Seasonal influenza (flu) vaccines are designed to protect against the four main groups of flu Type A and B viruses that research indicates are most likely to spread and cause illness among people during the upcoming flu season. All current U.S. flu vaccines protect against a flu A(H1) virus, a flu A(H3) virus, a flu B/Yamagata lineage virus and a flu B/Victoria lineage virus. Each of these four vaccine virus components are selected based on the following:
• which flu viruses are making people sick prior to the upcoming flu season,
• the extent to which those viruses are spreading prior to the upcoming flu season,
• how well the previous season’s vaccines may protect against those flu viruses, and
• the ability of vaccine viruses to provide cross-protection against a range of related flu viruses of the same type or subtype/lineage.
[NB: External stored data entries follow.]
PR #4000, opened 2023-07-18
Disable pyproj

hoodmane:
There seems to be some cython related build failure. Maybe we need to cap cython?


hoodmane:
Ah yes, Cython 3.0.0 was released yesterday:
https://docs.cython.org/en/latest/src/changes.html#id8

ryanking13:
@hoodmane does this PR still needed?

hoodmane:
Nope.

PR #4001, opened 2023-07-18
Cap cython<3

hoodmane:
I added tools/constraints.txt and set it into the PIP_CONSTRAINT environment variable.


rth (approved):
Thanks!

ryanking13:
Thanks! Just curious, where does `PIP_CONSTRAINT` consumed? in pypa/build? we don't use `pip` so it is interesting that `PIP_*` works.

I think you need to add `*.txt` into the following config to make it vendored with the wheel. But I am not sure we want to vendor it in pyodide-build wheel, as we don't want to cap the version forever.

https://github.com/pyodide/pyodide/blob/f17b185f50636d448c58650b8ddeeefdbc4ba9f7/pyodide-build/pyproject.toml#L83

So maybe we can pass `PIP_CONSTRAINT` env variable in the Makefile without modifying pyodide-build?

hoodmane:
In a followup it might be interesting to allow recipes to have extra requirements or constraints for the packages to be downloaded from pip in the build environment. Because this sort of global constraint doesn't really let us relax it one package at a time. In fact, if a single package depended on cython3 we'd be in trouble.

PR #4005, opened 2023-07-21
Fix package name compatibility with wheel filename

rth:
Currently, package names in the Pyodide distribution may differ from the package name in the wheel filename. This prevents them from being installable with pip via the Simple JSON API (https://github.com/pyodide/pyodide/issues/3979#issuecomment-1644618784). It think it would also be an issue when installed in a Pyodide virtualenv.

In practice, this means that the package name for packages with wheels will now match the name on PyPI.

This fixes it, by adding an additional check to pyodide-lock.

TODO:
 - [x] merge and release https://github.com/pyodide/pyodide-lock/pull/11 (could someone review it please?)
 - [x] fix pillow https://github.com/pyodide/pyodide/issues/3979#issuecomment-1644618784 (I think it's probably due to us overwriting the `setup.cfg`?)
 - [x] fix tblib which currently fails.  with
       ```
        'tblib': ["Package name in wheel filename 'pyodide-tblib' does not match 'tblib'", 
                     "Version in the wheel filename '1.7.1' does not match package version '1.7'"]
       ```
       @hoodmane as far as I understand it's a fork you maintain. Any objection if we rename this package in Pyodide to `pyodide-tblib` as is the case on PyPI?


hoodmane:
Maybe let's hold this off to the next release since it isn't ready?

ryanking13:
> Maybe let's hold this off to the next release since it isn't ready?

Yes, I remove this PR from the 0.24.0 milestone.

ryanking13:
I resolved the remaining incompatible package names. Merging so we can include this in version 0.25.0. Thanks @rth!

PR #4007, opened 2023-07-22
Add docstrings for open_url, CodeRunner, JsProxy

maksbialas:
Add docstring examples (doctests) for:
* http.open_url
* code.CodeRunner
* pyodide.JsProxy's `object_entries`, `object_keys` and `object_values`

Partially addresses: https://github.com/pyodide/pyodide/issues/1955


src/py/_pyodide/_base.py
```diff
@@ -211,6 +211,24 @@ class CodeRunner:
...
+    --------
+    >>> from pyodide.code import CodeRunner
+    >>> source = "1 + 1"
+    >>> code_runner = CodeRunner(source)
+    >>> code_runner.compile()
+    <_pyodide._base.CodeRunner object at 0x113de58>
+    >>> code_runner.run()
+    2
+    >>> my_globals = { "y": 20 }
+    >>> my_locals = { "y": 5 }
```
rth, line 225: Can you run black on it somehow? Probably no spaces after { no?

Also it would be better to define a differently named variable in globals and locals says x and y. Then un the code just do x + y and it should work as far as I understand.

src/py/_pyodide/_core_docs.py
```diff
@@ -125,15 +125,46 @@ def typeof(self) -> str:
...
-        "The JavaScript API ``Object.entries(object)``"
+        """
+        The JavaScript API ``Object.entries(object)``
+
+        Examples
+        --------
+        >>> from pyodide.code import run_js
+        >>> js_obj = run_js("({first: 'aa', second: 22})")
+        >>> entries = js_obj.object_entries()
+        >>> [(key, val) for key, val in entries]
```
rth, line 136: Wouldn't  `list(entries)` produce the same thing?

src/py/_pyodide/_core_docs.py
```diff
@@ -125,15 +125,46 @@ def typeof(self) -> str:
...
-        "The JavaScript API ``Object.keys(object)``"
+        """
+        The JavaScript API ``Object.keys(object)``
+
+        Examples
+        --------
+        >>> from pyodide.code import run_js
+        >>> js_obj = run_js("({first: 1, second: 2, third: 3})")
+        >>> keys = js_obj.object_keys()
+        >>> [key for key in keys]
```
rth, line 151: Same with a `list`

src/py/_pyodide/_core_docs.py
```diff
@@ -125,15 +125,46 @@ def typeof(self) -> str:
...
-        "The JavaScript API ``Object.values(object)``"
+        """
+        The JavaScript API ``Object.values(object)``
+
+        Examples
+        --------
+        >>> from pyodide.code import run_js
+        >>> js_obj = run_js("({first: 1, second: 2, third: 3})")
+        >>> values = js_obj.object_values()
+        >>> [val for val in values]
```
rth, line 165: Same

rth (approved):
Thanks a few minor comments but otherwise LGTM once we skip these docstests.

src/py/_pyodide/_core_docs.py
hoodmane: I think the inner level will still be arrays then.

rth:
Thanks again @maksbialas!

PR #4009, opened 2023-07-22
Add support for the @example JSDoc directive

tomasr8:
### Description

Adds support for the [`@example`](https://jsdoc.app/tags-example.html) directive in JSDoc. This makes it possible to add code examples to JS functions.

This is what the code example looks like:
image


rth (approved):
Thanks @tomasr8 !

PR #4011, opened 2023-07-23
Add examples for runPython()

tomasr8:
### Description

#1955

Adds some examples for the `pyodide.runPython()` JS function

image


rth (approved):
Thanks a lot @tomasr8 !

Issue #3843, opened 2023-05-09
Make pyodide.loadPackage return list of packages that are loaded


ryanking13:
I think it would be nice if pyodide.loadPackage returns list of packages that are loaded, so that downstream packages that use it (micropip) can know what packages are loaded.

- Related: https://github.com/pyodide/micropip/pull/60

ryanking13:
@RulerOfCakes are you interested in implementing this issue?

RulerOfCakes:
Thank you for the detailed explanation! I've opened #4306 based on your description.

PR #4306, opened 2023-11-18
Add package data returned from pyodide.loadPackage

RulerOfCakes:
### Description

Added some lockfile package types from [pyodide-lock](https://github.com/pyodide/pyodide-lock/blob/d8251675d0c6a93ab02a91a5d73c3d3d6d88a0ad/pyodide_lock/spec.py#L19-L28), to now return loaded package data from `pyodide.loadPackage`. This PR addresses #3843.

I'm not sure how to handle the case of external packages that aren't sourced from `pyodide-lock.json`, so I've left it empty in that case for now.

### Checklists

- [x] Add / update tests


src/js/types.ts
```diff
@@ -310,8 +317,8 @@ export interface API {
   lockFilePromise: Promise<any>;
   lockfile_unvendored_stdlibs: string[];
   lockfile_unvendored_stdlibs_and_test: string[];
-  lockfile_info: any;
-  lockfile_packages: any;
+  lockfile_info: LockfileInfo;
+  lockfile_packages: Record<string, PackageData>;
   repodata_packages: any;
   repodata_info: any;
```
hoodmane, line 323: `repodata_packages` and `repodata_info` are synonyms for `lockfile_packages` and `lockfile_info` so could you give them the same type?

src/js/types.ts
```diff
@@ -310,8 +317,8 @@ export interface API {
   lockFilePromise: Promise<any>;
```
hoodmane, line 317: While you're at it, maybe fill in the type of the lockfile which I think is:
```ts
{info: LockfileInfo, packages: Record<string, PackageData>}
```

src/js/load-package.ts
```diff
@@ -351,7 +369,7 @@ async function downloadAndInstall(
     await Promise.all(installPromiseDependencies);
 
     await installPackage(pkg.name, buffer, pkg.channel);
-    loaded.add(pkg.name);
+    if (pkg.packageData !== undefined) loaded.add(pkg.packageData);
```
hoodmane, line 372:
```suggestion
    if (pkg.packageData) {
       loaded.add(pkg.packageData);
    }
```

src/js/load-package.ts
```diff
@@ -483,8 +502,10 @@ export async function loadPackage(
     );
 
     Module.reportUndefinedSymbols();
-    if (loaded.size > 0) {
-      const successNames = Array.from(loaded).join(", ");
+    if (loadedPackageData.size > 0) {
+      const successNames = Array.from(loadedPackageData)
+        .map((pkg) => pkg.name)
+        .join(", ");
```
hoodmane, line 508: `Array.from(x).map(f)` should be written as `Array.from(x, f)`. And maybe we should sort these? 
```suggestion
      const successNames = Array.from(loadedPackageData, (pkg) => pkg.name).sort().join(", ");
```

src/js/load-package.ts
```diff
@@ -94,15 +94,27 @@ type PackageLoadMetadata = {
...
 };
 
+export type PackageType =
+  | "package"
+  | "cpython_module"
+  | "shared_library"
+  | "static_library";
+
 // Package data inside pyodide-lock.json
 export type PackageData = {
```
hoodmane, line 107: @ryanking13 Do we want to expose all this stuff? What are the stability guarantees we want to make? Maybe we should put a stability tag in the documentation to say that the `PackageData` return type is subject to change? Or mark specific fields as unstable?

A bunch of extra tsdoc tags work now for things like stability e.g., 
https://tsdoc.org/pages/tags/experimental/
or something like that. I'm not sure what the best way to say "this is more likely to change than most of our API surface" is.

src/js/load-package.ts
```diff
@@ -94,15 +94,27 @@ type PackageLoadMetadata = {
...
-  shared_library: boolean;
-  depends: string[];
-  imports: string[];
   install_dir: string;
+  sha256: string;
+  package_type: PackageType;
+  imports: string[];
+  depends: string[];
+  unvendored_tests: boolean;
+  shared_library: boolean; // This field is deprecated
```
hoodmane, line 117: Can we just get rid of `shared_library`? It isn't used internally and it's better to clean things up before exposing them.

hoodmane (commented):
Thanks for contributing @RulerOfCakes! Generally looks good to me. 

We should have a test checking that the added types are exported in `dist/pyodide.d.ts`. In particular, we need to update the tests checking the return value of `loadPackage` here:
https://github.com/pyodide/pyodide/blob/main/src/test-js/index.test-d.ts#L74
It's good to see that these tests are currently failing.

Also, `loadPackagesFromImports` should be updated to return the result from `loadPackage`.

src/js/load-package.ts
hoodmane: Maybe we can leave this to a followup...

src/js/load-package.ts
ryanking13: I think we would like only to expose

- name
- version
- file_name
- package_type

and add experiemntal_tag in `package_type`. Other keys don't need to be exposed.

src/js/load-package.ts
ryanking13: I think we can get rid of it.

src/js/test/integration/pyodide.test.js
```diff
@@ -11,9 +11,16 @@ describe("Pyodide", () => {
   describe("micropip", () => {
     before(async () => {
       const factory = async () => {
-        await pyodide.loadPackage(["micropip"]);
+        return pyodide.loadPackage(["micropip"]);
```
ryanking13, line 14: IIRC we are not running the integration tests in the CI right now. Could you confirm that this test passes?

src/js/load-package.ts
```diff
@@ -286,11 +299,16 @@ async function installPackage(
...
     pkg = {
+      name: "",
+      version: "",
       file_name: ".whl",
-      shared_library: false,
-      depends: [],
-      imports: [] as string[],
       install_dir: "site",
+      sha256: "",
+      package_type: "cpython_module",
```
ryanking13, line 307: This condition is for installing a package from a URL, not installing a cpython_module. (Sorry, the existing code is a bit messy). So I think you need to set the `package_type` to "package".

ryanking13 (commented):
Thanks @RulerOfCakes! I have some minor comments but it generally looks good to me.

Could you please write some tests in [test_package_loading.py](https://github.com/pyodide/pyodide/blob/main/src/tests/test_package_loading.py)?

src/js/test/integration/pyodide.test.js
RulerOfCakes: Sure, I have checked that the test passes but I had to install an additional package that wasn't in `package.json`, `puppeteer`, and run `conftest.js` manually before the tests. Is there documentation on how to run these tests that im missing?

ryanking13: > puppeteer, and run conftest.js manually before the tests. Is there documentation on how to run these tests that im missing? Or should these steps be added in package.json?

I apologize for the difficulty in testing. We haven't used JS tests much so far, so we don't have a lot of documentation on them. As for puppeteer, We've removed it from dependencies (https://github.com/pyodide/pyodide/issues/3332) for now because installing that package affects build times. In the long run, we plan to replace it with something like playwright.

src/tests/test_package_loading.py
```diff
@@ -136,7 +136,7 @@ def test_invalid_package_name(selenium):
 )
 def test_load_packages_multiple(selenium_standalone, packages):
     selenium = selenium_standalone
-    selenium.load_package(packages)
+    loaded_packages = selenium.load_package(packages)
```
ryanking13, line 139: [selnium.load_package](https://github.com/pyodide/pytest-pyodide/blob/045c569f8583f2bb456045a43ac172c7e74889ce/pytest_pyodide/runner.py#L328-L329) is a wrapper function for `pyodide.loadPackage`, but it does not return the return value.

Maybe we can update `pytest-pyodide`, but it would need a few steps, so for now let's call pyodide.loadPackage directly. You can do:

```
selenium.run_js("return await pyodide.loadPackage('...')")
```

src/js/load-package.ts
hoodmane: And ideally also filter the values at runtime...

src/tests/test_package_loading.py
RulerOfCakes: I have fixed the tests with your suggestion, but it looks like it is failing only on safari. Could you perhaps take a look and tell what may be wrong here? @ryanking13

src/js/types.ts
```diff
@@ -307,13 +319,13 @@ export interface API {
...
+  lockFilePromise: Promise<Lockfile>;
   lockfile_unvendored_stdlibs: string[];
   lockfile_unvendored_stdlibs_and_test: string[];
-  lockfile_info: any;
-  lockfile_packages: any;
-  repodata_packages: any;
-  repodata_info: any;
+  lockfile_info: LockfileInfo;
+  lockfile_packages: Record<string, PackageData>;
+  repodata_packages: Record<string, PackageData>;
```
hoodmane, line 327: Better to use `InternalPackageData` here since `API` is private anyways.

src/js/api.ts
```diff
@@ -192,8 +192,9 @@ export class PyodideAPI {
       }
     }
     if (packages.size) {
-      await loadPackage(Array.from(packages), options);
+      return loadPackage(Array.from(packages), options);
```
hoodmane, line 195: I think we would usually put an await here. It doesn't really change the behavior but perhaps it's a bit clearer.
```suggestion
      return await loadPackage(Array.from(packages), options);
```

src/js/load-package.ts
```diff
@@ -40,7 +40,7 @@ async function initializePackageIndex(lockFilePromise: Promise<any>) {
   // compute the inverted index for imports to package names
   API._import_name_to_package_name = new Map();
   for (let name of Object.keys(API.lockfile_packages)) {
-    const pkg = API.lockfile_packages[name];
+    const pkg = API.lockfile_packages[name] as InternalPackageData;
```
hoodmane, line 43: If you give `lockfile_packages` keys type `InternalPackageData` we shouldn't need these casts.

src/js/load-package.ts
```diff
@@ -502,6 +531,7 @@ export async function loadPackage(
     API.importlib.invalidate_caches();
   } finally {
     releaseLock();
+    return Array.from(loadedPackageData);
```
hoodmane, line 534: Don't put returns inside finally blocks! It will discard exceptions! e.g., try out the following:
```js
function f() {
   try {
      throw new Error("hi");
   } finally {
      return 0;
   }
}
f()
```
This should go at the bottom of the try block.

hoodmane: Let's also filter for the keys we want to expose:
```js
function filterPackageData({ name, version, file_name, package_type}: PrivatePackageData) : PackageData {
   return { name, version, file_name, package_type };
}
```
and then `return Array.from(loadedPackageData, filterPackageData);`.

hoodmane: @ryanking13 maybe we should also change `file_name` and `package_type` to camelCase in the public packagedata? WDYT?

RulerOfCakes: > Don't put returns inside finally blocks! It will discard exceptions! e.g., try out the following:
> 
> ```js
> function f() {
>    try {
>       throw new Error("hi");
>    } finally {
>       return 0;
>    }
> }
> f()
> ```
> 
> The return should go at the bottom of the try block.

wow, I wasn't aware of such behavior. Thanks for letting me know 😮

ryanking13: > @ryanking13 maybe we should also change file_name and package_type to camelCase in the public packagedata? WDYT?

Yeah, we haven't been very consistent about variable names, but it's probably a good idea to use camelCase for publicly exposed stuff.

`{ name, version, fileName, packageType }`

ryanking13 (approved):
Thanks @RulerOfCakes! Could you update the changelog and [address the review comment](https://github.com/pyodide/pyodide/pull/4306#discussion_r1404073698)? Otherwise it looks good to me. Thanks for your contribution!

RulerOfCakes:
> Thanks @RulerOfCakes! Could you update the changelog and [address the review comment](https://github.com/pyodide/pyodide/pull/4306#discussion_r1404073698)? Otherwise it looks good to me. Thanks for your contribution!

Thank you! I've updated the changelog as requested. Could you merge the PR?

ryanking13:
I updated the PR number in the changelog. Thanks again!

hoodmane:
Thanks again @RulerOfCakes!

PR #4319, opened 2023-12-02
Normalize package names in pyodide-lock.json 

### LINKED ISSUE #4182: API Normalize package names in pyodide-lock.json
In https://github.com/pyodide/pyodide-lock/pull/20#issuecomment-1735331697 we discussed that it would be good to normalize the package names. This was also supported by @bollwyvl's comment in https://github.com/pyodide/pyodide-lock/pull/18#discussion_r1336556106 and also what the [PEP 691](https://peps.python.org/pep-0691/) for Simple JSON API recommends. 

In the case of pyodide, I imagine that would mean doing,

```py
packages: {
    <normalized_name>: {
              name : <normalized_name>
              depends: [<normalized_names>]
     }
}
```
so we would be repeating the normalized name twice once as the dict key, and the second time as the inner name field. 

This however means that if say we do `micropip.install('scikit-learn')` (or if it's pulled as a dependency) in the logs we would see `installing scikit_learn` which I personally find strange. Unless we de-normalize the name somehow when displaying (at least replacing `_` with `-`).

For the input `meta.yaml` this souldn't change anything, and we would only normalize the output name.

cc @ryanking13 @joemarshall

ryanking13:
### Description

Close #4182

Normalizes package names stored in pyodide-lock.json, and update corresponding package loading codes.

### Checklists

- [x] Add / update tests
- [x] Update changelog


src/js/packaging-utils.ts
hoodmane, line 1: These need to be marked `@private` to keep them out of the docs.

hoodmane (approved):
Since the changelog mentions micropip maybe it would be good to add a micropip test for this?

src/js/packaging-utils.ts
ryanking13: Good point. Thanks!

PR #4322, opened 2023-12-03
TYPING More accurate type for `JsPromise`

hoodmane:
We gave `PyodideFuture` a very accurate type definition for `then` and `catch`. This copies the same types to `JsPromise`. Unfortunately I was unable to work out a way to share the types between the two of them due to limitations of Python's type system.


ryanking13 (approved):
Thanks for the typing work!

PR #4327, opened 2023-12-05
Fix stdin reader to avoid treating empty strings as EOF

### LINKED ISSUE #4258: Issue with stdin and empty strings using Node.js
## 🐛 Bug

This bug only occurs in the NPM version. I can't replicate this in a browser.
When using a custom stdin callback, if an empty string is returned, an EOFError is thrown. An empty string seems to be acting the same as null or undefined. I tried changing autoEOF to false but that didn't have an effect.

### To Reproduce

Make a new node project and put the following code in the the index.js
```javascript

const testStdin = async (arr) => {
    const py = await loadPyodide();
    let idx = 0;
    py.setStdin({
        stdin: () => {
            return arr[idx++];
        }
    });
    py.runPython(`
        a = input()
        b = input()
        c = input()
        print(a)
        print(b)
        print(c)
    `);
}

testStdin(['asdf', 'qwer', '']).then(console.log).catch(console.error)
```
- An EOFError is thrown

This code works correctly if the last item in the array is not empty

### Expected behavior

Expected to see the value of c be assigned ""

### Environment

- Pyodide Version: 0.24.0
- Node version: 20.5.0

ryanking13:
### Description

Close #4258

### Checklists

- [x] Add / update tests

### DIFF
--- a/docs/project/changelog.md
+++ b/docs/project/changelog.md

There are currently 144 national influenza centers in over 114 countries that conduct year-round surveillance for flu viruses as part of the World Health Organization (WHO) Global Influenza Surveillance and Response System (GISRS). This involves receiving and testing thousands of flu virus samples from patients. For human seasonal flu surveillance, the laboratories send representative viruses to five* of the seven WHO Collaborating Centers for Influenza, which are located in the following places:
• Atlanta, Georgia, USA (Centers for Disease Control and Prevention, CDC)
• Memphis, Tennessee, USA (St. Jude Children’s Research Hospital)
• London, United Kingdom (The Francis Crick Institute)
• Melbourne, Australia (Victoria Infectious Diseases Reference Laboratory)
• Tokyo, Japan (National Institute for Infectious Diseases)
• Beijing, China (National Institute for Viral Disease Control and Prevention)
• Koltsovo, Russian Federation (State Research Center of Virology and Biotechnology “VECTOR,” Rospotrebnadzor)
*Note: Two of the WHO Collaborating Centers: the one in Memphis, Tennessee and the one in Koltsovo, Russian Federation only collect flu virus specimens from animals and do not participate in human seasonal flu surveillance.